- EXERCISE MATERIAL -

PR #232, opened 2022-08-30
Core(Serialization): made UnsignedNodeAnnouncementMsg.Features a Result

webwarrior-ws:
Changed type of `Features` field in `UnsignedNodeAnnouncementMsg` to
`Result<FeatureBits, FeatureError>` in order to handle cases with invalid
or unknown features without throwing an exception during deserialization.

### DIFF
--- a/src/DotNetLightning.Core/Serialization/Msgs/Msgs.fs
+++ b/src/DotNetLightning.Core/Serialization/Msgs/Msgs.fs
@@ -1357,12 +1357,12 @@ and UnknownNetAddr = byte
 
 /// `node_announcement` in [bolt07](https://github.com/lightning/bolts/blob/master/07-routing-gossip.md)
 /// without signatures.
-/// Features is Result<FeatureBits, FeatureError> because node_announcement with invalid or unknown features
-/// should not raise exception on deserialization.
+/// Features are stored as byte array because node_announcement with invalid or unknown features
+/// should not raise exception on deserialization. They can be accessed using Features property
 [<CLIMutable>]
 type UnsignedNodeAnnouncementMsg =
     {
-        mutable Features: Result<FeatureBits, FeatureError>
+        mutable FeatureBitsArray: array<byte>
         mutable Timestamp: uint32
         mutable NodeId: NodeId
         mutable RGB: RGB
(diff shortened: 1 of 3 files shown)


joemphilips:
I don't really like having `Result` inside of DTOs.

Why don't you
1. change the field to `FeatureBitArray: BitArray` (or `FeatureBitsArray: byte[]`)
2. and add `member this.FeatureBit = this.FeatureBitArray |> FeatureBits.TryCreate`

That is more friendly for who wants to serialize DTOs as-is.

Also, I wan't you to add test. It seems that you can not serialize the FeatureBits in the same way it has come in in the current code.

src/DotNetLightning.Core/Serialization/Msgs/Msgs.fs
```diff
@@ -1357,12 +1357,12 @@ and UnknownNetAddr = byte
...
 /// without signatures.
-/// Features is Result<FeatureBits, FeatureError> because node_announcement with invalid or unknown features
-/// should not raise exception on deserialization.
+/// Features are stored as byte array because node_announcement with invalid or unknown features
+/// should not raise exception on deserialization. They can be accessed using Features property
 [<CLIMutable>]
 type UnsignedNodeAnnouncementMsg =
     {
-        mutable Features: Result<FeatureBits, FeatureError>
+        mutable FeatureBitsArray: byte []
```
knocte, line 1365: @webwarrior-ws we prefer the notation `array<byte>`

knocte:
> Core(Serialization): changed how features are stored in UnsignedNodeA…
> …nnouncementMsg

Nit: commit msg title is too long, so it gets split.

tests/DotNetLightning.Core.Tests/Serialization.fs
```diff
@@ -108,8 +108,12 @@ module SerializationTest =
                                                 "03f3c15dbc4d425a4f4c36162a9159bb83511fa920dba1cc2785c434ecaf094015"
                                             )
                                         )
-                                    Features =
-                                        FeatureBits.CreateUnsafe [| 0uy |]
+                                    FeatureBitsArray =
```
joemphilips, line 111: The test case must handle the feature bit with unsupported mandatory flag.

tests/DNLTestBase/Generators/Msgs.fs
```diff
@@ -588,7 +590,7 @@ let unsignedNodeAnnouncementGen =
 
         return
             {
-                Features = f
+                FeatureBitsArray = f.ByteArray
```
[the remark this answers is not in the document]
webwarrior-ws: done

---

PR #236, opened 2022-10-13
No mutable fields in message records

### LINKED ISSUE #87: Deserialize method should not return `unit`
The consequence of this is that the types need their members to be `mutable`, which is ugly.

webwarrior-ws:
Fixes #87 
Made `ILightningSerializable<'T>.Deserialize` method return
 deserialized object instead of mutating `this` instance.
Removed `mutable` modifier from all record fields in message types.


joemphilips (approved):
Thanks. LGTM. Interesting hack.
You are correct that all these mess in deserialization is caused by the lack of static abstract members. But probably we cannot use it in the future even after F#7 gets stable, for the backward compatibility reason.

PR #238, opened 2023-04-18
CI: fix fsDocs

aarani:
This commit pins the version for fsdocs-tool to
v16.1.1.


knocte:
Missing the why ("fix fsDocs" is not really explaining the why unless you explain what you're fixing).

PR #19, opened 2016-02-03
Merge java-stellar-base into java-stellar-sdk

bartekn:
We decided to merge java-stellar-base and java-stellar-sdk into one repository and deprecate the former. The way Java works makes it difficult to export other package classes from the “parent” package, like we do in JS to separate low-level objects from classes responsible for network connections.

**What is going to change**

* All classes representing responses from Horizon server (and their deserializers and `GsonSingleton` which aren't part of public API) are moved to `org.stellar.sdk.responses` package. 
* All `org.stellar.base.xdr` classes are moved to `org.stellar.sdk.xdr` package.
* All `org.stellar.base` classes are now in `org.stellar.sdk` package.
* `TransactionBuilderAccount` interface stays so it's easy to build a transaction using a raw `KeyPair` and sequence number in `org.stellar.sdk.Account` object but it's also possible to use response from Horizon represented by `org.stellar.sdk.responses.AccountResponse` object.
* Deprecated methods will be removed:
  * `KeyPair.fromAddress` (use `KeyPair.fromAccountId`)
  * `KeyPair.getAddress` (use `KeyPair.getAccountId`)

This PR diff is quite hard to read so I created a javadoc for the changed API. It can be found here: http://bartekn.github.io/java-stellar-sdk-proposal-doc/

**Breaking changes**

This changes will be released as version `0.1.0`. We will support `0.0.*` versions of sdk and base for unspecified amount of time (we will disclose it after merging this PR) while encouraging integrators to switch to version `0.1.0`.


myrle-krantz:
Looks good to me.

--

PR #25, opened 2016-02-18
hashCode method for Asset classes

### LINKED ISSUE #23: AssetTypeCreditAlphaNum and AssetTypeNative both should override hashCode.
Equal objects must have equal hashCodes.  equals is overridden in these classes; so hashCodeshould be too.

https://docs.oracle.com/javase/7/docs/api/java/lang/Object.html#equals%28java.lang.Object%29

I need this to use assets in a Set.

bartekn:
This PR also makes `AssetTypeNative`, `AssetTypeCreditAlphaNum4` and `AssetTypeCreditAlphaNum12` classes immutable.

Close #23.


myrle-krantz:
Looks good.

- ABOUT THIS TASK -
A single number is the answer here: the count of lines in the listing that hold the string "FeatureBitArray".

- SOLUTION FOR THIS EXERCISE -
2